For motivation, we watched a show on television—one that, it turns out, replaced the one we’d starred in, same time slot, same channel—about the seriously obese. These seriously obese would be berated by a woman with a toned body and a lopsided face. The woman was so fit that she looked a little mannish, and a lot of internet garbage was made about how this woman was probably a dude who’d had a sex change. I didn’t care, really, about how she looked, but I guess the idea was that the seriously obese were wanting to look like her. And she’d yell at them until they did. So I suppose how she looked was important.

The seriously obese, according to this lady, needed to be subjected to painful workouts if they were ever going to lose weight. I thought this strange, and it made me not want to watch. Clearly these people just needed to eat less, and maybe try some different foods. Maybe then, once they’d lost some of the weight, they could do cardio. You know, once they felt better. I thought it cruel to make a four-hundred-pound man run a mile. Why not let him walk two or three instead? Seems like you should slim him down to two hundred first, maybe by walking him a few miles a day and feeding him whole grains, and then he can start jogging. The show was about turning lazy farm animals into real people, by making them more attractive, possibly happier.

I’d complicated feelings about becoming more attractive or happier. Trying to become more attractive, trying to attain happiness, these seemed to me childish ideas. Maybe that’s why I wasn’t making any progress losing weight.
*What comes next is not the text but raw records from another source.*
PR #3547, opened 2020-06-06
cmake: use TIMESTAMP function to generate build_date and save to cache

noc0lour:
Previously a a custom python command was used to generate the build date
but this can be done with native CMake functions for all supported CMake
versions.

Additionally it's compatible with reproducible builds since CMake 3.8 as
it honors SOURCE_DATE_EPOCH set in the environment varibales.

### DIFF
--- a/CMakeLists.txt
+++ b/CMakeLists.txt
@@ -532,12 +532,16 @@ CONFIGURE_FILE(
   ${CMAKE_CURRENT_BINARY_DIR}/gnuradio-runtime/include/gnuradio/config.h
 )
 
-#Re-generate the constants file, now that we actually know which components will be enabled.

Janus usually got hungry during the show and made us popcorn or quesadillas. I’d say, No thanks, I’m not that hungry, but by the time the quesadillas or popcorn were ready, I’d nearly always developed an appetite. 

 

The accidents. Oh, well.

The first wasn’t really an accident. It was more like Janus being a bonehead and a tough. It was more like not realizing you’re not in Afghanistan anymore. It was Janus playing citizen soldier, and then one guy has a broken foot and the other, my husband, has this pain radiating up his leg—and it won’t go away.

Here’s the story, according to Janus:

So see I’m waitin in line at the Gas ‘n’ Go. Some guy I don’t know standin in front of me. He’s got this little girl four maybe five I don’t know. Still she’s a little girl pigtails overalls shoes that light up the whole thing. Like Jennie. And she just points doesn’t do nothing but point at the candy. You know they’ve got all the candy there right where you check out. She’s not doing anything but pointin at somethin she wants and maybe politely sayin May I have it daddy. And he freaks out on her. He yanks her arm. I can’t hear all of what he says but I hear somethin about her not deservin it. And I would have let it go no problem it’s your life. Last thing I want’s some idiot tellin me how to parent. But then he yanks her again and I can see he’s about pulled her arm from its socket with this second pull and she starts bawlin and now I have to say somethin. So I say That’s enough. And he asks me what I said. And I say I said That’s enough. We’re in public though and there’s the cashier there probably scared to death and a few people goofin around the store and don’t forget the little pigtails just looking at him wantin candy nothin more by his side. So I’m not going to do anything I’m thinkin. This isn’t the war. But he does this move I can’t stand where he kind of snakes his head toward me you know where he steps to me and is cockin his head at the same time. I completely hate that snakin head move. And when he raises his arms to push me I don’t know I guess I’m ready for him. I’m holdin him by his arms just sort of manhandlin him I guess and at the same time with my boot I’m stompin his foot which is the best idea I had at the moment because this idiot’s wearin sandals.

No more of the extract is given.